(Your objective) For the listing below, give the count of lines containing the string "scheme" and nothing else.

____________________

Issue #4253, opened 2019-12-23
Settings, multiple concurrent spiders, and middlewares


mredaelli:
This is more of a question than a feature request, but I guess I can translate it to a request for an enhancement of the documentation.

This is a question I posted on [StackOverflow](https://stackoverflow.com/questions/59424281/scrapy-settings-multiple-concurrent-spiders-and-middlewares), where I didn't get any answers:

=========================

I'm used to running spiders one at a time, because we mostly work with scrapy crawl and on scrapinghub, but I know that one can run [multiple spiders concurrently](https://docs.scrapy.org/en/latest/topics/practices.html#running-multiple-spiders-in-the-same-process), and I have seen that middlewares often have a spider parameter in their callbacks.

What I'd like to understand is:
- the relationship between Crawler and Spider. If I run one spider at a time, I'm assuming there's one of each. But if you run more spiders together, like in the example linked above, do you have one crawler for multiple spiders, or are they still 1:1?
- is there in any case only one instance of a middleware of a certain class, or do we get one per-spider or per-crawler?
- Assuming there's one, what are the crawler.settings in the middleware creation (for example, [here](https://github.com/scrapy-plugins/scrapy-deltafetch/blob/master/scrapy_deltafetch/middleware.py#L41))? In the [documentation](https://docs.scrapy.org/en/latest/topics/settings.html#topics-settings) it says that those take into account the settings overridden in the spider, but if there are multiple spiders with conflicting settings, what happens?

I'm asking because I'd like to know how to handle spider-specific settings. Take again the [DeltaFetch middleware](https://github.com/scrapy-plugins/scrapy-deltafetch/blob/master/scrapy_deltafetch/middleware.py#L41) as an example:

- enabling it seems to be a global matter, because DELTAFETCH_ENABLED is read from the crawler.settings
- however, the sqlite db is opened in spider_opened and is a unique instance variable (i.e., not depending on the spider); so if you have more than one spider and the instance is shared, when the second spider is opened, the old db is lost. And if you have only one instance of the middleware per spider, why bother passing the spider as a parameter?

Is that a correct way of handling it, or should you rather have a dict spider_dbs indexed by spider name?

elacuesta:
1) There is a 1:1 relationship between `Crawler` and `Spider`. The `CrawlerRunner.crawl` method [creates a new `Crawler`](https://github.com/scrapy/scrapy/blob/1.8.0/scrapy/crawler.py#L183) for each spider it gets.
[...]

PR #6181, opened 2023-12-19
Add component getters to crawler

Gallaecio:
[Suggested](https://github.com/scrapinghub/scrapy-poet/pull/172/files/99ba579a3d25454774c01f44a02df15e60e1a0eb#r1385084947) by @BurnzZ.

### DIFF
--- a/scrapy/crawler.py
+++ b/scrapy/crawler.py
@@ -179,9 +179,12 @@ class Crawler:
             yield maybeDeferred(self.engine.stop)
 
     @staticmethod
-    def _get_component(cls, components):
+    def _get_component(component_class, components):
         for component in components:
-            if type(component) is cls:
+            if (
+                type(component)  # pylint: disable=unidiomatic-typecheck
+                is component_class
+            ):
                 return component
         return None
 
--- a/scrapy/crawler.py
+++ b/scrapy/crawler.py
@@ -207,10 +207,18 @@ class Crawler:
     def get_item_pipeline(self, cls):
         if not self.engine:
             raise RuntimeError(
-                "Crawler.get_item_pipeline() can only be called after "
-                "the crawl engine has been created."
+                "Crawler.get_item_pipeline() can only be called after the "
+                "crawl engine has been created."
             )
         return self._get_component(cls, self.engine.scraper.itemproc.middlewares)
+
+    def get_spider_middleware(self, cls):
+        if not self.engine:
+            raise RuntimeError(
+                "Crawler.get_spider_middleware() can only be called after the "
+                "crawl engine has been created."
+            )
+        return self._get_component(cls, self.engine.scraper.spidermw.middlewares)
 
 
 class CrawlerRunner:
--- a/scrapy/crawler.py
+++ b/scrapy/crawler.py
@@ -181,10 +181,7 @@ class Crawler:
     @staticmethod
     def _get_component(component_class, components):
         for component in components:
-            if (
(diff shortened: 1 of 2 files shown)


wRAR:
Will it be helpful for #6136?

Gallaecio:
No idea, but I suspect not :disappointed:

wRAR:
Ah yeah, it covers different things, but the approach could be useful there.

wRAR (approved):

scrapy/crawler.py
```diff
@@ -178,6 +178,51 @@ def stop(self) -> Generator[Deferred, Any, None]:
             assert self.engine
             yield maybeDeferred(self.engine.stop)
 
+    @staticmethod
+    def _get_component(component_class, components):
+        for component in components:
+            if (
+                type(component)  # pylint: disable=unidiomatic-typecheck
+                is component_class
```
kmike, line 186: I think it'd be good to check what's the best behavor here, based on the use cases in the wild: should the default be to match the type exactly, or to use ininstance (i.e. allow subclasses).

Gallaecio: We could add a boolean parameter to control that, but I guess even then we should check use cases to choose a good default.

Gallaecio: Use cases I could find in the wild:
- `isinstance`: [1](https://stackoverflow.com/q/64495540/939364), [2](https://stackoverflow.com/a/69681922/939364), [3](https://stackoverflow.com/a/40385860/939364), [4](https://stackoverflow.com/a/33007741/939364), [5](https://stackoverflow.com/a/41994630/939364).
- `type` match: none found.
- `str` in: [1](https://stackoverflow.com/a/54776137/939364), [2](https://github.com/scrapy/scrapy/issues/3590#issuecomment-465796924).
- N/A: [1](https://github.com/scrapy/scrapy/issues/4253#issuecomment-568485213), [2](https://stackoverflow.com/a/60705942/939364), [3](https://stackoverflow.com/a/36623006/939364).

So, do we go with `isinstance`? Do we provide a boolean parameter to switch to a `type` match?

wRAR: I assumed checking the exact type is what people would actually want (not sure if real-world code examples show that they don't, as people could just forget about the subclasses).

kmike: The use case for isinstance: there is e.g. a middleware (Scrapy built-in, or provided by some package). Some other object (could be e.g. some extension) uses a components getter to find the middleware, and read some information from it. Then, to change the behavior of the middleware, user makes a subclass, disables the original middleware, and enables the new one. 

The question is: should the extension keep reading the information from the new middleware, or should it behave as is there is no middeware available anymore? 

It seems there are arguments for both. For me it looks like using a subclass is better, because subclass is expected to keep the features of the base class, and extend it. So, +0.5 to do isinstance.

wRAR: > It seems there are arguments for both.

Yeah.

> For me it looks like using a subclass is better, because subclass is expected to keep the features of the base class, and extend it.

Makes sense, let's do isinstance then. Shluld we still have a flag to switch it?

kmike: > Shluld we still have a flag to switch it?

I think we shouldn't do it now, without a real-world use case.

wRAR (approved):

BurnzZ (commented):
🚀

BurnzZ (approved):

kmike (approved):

____________________

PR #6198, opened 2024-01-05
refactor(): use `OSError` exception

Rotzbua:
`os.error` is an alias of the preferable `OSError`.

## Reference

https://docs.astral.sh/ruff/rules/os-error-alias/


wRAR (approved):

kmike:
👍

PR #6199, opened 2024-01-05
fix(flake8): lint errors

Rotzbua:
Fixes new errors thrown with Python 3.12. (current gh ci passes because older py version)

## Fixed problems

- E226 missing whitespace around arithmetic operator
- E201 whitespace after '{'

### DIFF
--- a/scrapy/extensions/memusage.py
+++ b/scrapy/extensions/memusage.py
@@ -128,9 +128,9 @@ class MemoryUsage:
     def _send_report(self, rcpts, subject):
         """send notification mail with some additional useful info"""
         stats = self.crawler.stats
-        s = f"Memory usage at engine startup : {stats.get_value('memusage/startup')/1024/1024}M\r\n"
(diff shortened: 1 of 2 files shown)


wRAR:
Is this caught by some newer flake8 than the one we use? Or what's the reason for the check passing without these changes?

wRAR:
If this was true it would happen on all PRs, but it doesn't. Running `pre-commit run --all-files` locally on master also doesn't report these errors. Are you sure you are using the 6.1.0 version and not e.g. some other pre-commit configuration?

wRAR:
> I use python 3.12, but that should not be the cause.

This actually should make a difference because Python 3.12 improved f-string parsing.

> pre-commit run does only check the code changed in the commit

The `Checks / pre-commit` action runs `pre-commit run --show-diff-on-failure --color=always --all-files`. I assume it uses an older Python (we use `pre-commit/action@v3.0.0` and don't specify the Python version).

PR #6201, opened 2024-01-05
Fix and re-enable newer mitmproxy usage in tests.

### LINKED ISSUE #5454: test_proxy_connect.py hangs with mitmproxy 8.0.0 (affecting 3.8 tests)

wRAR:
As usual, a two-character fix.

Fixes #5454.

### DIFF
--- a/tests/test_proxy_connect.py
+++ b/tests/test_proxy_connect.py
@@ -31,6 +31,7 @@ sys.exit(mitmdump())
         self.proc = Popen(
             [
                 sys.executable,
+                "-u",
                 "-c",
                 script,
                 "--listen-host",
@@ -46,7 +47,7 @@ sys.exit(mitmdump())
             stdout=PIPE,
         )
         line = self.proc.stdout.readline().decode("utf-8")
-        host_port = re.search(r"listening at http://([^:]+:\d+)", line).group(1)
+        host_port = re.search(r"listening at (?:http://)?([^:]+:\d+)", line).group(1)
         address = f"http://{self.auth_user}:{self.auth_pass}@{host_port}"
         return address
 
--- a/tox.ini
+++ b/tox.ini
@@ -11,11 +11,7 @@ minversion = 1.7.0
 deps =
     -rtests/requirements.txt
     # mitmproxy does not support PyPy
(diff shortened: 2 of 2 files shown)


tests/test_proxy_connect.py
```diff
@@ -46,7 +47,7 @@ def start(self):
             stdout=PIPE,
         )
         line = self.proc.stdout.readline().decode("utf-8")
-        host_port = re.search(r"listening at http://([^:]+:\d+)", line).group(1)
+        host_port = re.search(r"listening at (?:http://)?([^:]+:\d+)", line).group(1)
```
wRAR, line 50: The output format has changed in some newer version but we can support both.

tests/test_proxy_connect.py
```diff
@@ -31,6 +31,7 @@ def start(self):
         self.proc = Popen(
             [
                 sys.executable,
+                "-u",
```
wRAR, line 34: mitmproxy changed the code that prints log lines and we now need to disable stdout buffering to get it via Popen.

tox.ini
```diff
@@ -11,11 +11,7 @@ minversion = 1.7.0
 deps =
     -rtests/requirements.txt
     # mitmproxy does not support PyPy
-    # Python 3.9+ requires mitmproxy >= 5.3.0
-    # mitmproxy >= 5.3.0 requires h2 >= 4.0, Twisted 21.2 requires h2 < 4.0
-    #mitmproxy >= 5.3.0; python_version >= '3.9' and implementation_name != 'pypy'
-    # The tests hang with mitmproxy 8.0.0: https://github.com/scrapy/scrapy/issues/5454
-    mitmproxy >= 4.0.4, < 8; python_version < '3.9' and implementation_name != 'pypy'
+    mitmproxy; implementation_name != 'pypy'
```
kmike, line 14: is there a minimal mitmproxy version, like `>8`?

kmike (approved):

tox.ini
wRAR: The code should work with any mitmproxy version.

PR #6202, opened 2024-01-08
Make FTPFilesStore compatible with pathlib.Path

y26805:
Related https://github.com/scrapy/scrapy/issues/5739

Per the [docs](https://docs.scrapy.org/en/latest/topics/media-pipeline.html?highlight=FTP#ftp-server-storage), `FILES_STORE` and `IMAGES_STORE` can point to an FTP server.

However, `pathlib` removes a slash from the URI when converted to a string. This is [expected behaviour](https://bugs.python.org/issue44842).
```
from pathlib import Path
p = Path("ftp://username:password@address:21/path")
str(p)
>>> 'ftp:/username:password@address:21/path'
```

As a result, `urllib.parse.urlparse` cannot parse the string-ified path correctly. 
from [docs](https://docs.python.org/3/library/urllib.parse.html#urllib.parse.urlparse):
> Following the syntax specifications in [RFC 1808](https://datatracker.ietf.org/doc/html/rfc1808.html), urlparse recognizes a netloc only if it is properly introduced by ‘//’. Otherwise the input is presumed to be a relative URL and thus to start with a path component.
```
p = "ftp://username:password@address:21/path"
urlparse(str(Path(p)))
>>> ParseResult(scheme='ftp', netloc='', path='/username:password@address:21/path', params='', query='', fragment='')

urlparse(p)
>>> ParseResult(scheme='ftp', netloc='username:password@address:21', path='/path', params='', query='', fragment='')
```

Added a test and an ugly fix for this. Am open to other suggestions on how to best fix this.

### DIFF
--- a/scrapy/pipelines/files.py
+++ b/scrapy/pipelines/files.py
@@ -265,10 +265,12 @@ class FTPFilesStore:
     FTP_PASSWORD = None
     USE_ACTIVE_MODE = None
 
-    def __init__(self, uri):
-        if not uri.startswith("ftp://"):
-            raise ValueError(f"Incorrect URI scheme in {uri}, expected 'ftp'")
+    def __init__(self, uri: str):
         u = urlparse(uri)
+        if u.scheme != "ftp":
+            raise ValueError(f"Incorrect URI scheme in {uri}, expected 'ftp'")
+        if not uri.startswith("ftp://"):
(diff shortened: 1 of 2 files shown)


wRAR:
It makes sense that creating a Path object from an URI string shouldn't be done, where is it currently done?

____________________

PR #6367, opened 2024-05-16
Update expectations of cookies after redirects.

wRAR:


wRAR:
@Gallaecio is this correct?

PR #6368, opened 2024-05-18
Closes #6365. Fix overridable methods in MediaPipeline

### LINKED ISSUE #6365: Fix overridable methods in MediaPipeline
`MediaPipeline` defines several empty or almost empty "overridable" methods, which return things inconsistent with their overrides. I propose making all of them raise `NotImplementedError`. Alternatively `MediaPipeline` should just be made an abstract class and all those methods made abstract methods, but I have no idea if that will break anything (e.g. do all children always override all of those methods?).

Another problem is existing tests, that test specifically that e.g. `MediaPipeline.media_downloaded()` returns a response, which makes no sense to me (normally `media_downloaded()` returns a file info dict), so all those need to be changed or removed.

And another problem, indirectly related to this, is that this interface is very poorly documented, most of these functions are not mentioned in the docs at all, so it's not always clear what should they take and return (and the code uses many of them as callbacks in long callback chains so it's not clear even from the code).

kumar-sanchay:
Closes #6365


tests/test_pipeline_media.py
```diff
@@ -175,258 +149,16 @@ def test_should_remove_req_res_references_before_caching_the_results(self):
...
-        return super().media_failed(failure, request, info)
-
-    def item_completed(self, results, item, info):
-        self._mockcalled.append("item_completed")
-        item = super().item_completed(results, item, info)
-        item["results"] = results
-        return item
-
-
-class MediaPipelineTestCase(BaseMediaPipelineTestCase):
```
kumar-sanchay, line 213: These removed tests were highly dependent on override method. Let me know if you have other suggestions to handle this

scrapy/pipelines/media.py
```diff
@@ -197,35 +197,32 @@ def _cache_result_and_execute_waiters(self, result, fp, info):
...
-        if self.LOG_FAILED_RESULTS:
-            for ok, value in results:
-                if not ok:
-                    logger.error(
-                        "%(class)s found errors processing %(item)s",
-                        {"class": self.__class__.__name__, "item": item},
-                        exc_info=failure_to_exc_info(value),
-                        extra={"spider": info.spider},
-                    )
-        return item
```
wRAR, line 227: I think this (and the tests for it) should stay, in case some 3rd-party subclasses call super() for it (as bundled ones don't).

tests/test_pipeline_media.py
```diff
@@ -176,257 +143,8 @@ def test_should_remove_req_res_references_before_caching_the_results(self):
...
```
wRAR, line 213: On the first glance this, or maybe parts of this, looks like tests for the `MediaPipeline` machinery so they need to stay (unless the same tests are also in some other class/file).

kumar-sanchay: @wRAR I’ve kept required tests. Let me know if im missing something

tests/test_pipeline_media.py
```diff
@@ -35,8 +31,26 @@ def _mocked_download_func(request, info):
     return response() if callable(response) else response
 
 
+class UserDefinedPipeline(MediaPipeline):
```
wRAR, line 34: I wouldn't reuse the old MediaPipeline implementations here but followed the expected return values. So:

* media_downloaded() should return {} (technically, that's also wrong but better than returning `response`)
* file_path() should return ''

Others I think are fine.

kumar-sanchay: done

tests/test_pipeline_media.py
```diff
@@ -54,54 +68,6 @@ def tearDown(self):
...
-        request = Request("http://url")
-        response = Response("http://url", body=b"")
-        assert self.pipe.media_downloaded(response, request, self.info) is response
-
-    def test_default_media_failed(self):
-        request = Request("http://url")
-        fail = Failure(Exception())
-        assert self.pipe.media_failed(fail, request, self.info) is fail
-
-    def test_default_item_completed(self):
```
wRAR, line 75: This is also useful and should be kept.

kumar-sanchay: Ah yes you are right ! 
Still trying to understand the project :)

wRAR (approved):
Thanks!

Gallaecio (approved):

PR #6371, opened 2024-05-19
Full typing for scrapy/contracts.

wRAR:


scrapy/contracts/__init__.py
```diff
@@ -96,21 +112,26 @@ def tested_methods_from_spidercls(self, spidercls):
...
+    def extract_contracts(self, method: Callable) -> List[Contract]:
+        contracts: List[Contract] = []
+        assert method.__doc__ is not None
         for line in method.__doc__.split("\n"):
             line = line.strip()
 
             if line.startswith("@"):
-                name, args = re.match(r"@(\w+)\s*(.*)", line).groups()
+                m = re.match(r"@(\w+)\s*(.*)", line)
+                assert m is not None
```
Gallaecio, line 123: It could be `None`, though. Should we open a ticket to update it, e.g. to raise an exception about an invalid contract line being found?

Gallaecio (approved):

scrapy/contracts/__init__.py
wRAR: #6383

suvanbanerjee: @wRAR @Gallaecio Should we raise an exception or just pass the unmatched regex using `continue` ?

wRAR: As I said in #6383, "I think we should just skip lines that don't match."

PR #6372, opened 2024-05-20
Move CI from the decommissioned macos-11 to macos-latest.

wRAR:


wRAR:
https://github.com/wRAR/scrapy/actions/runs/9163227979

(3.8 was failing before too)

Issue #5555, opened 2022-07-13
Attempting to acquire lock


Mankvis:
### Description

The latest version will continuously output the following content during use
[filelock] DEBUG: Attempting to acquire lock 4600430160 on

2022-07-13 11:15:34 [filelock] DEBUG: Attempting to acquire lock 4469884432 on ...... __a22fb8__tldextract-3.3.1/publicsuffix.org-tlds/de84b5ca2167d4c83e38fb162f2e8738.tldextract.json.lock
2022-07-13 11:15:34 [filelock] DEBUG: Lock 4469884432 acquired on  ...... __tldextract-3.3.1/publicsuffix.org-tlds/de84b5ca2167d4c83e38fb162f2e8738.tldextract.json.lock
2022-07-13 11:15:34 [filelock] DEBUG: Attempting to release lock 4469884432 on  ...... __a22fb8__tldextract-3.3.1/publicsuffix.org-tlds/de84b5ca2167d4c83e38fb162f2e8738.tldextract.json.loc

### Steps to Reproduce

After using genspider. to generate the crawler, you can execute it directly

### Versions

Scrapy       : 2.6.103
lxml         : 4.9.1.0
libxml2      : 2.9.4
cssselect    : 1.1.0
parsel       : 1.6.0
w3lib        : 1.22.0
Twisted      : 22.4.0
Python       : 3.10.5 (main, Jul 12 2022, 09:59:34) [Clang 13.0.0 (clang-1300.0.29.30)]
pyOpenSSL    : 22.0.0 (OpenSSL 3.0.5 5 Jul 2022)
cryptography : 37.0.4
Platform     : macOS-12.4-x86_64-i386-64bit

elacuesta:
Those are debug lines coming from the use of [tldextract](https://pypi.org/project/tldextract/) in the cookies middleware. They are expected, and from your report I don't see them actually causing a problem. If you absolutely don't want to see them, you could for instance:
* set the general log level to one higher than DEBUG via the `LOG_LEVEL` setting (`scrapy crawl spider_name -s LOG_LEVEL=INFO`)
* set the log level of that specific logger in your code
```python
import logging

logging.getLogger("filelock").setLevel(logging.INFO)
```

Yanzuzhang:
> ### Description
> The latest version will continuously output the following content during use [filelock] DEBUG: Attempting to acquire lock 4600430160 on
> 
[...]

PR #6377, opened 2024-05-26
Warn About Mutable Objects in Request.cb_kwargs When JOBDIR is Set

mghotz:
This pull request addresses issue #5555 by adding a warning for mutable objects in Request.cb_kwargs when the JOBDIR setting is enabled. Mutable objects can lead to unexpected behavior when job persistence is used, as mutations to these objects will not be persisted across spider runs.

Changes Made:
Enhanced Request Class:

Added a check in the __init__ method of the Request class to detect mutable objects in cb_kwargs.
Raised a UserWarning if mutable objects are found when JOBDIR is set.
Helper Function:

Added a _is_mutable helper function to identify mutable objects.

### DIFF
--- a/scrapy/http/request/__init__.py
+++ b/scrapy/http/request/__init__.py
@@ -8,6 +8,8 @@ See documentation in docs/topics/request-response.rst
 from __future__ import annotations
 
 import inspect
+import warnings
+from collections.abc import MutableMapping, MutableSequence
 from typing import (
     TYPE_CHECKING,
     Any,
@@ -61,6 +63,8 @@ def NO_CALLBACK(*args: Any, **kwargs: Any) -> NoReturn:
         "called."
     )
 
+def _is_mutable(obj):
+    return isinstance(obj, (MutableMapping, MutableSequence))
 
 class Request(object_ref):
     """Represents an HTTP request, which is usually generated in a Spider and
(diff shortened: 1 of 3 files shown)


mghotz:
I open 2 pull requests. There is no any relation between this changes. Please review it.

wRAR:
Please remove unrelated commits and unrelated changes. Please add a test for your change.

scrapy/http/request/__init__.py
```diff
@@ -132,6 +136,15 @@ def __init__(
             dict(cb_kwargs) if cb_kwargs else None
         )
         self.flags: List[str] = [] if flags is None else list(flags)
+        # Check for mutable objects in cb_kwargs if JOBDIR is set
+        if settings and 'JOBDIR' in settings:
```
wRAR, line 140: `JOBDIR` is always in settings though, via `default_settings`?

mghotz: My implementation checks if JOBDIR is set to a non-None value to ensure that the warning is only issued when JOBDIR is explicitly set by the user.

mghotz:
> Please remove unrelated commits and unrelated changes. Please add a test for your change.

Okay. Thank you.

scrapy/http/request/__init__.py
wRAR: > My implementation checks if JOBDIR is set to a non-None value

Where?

____________________

(Final answer) 5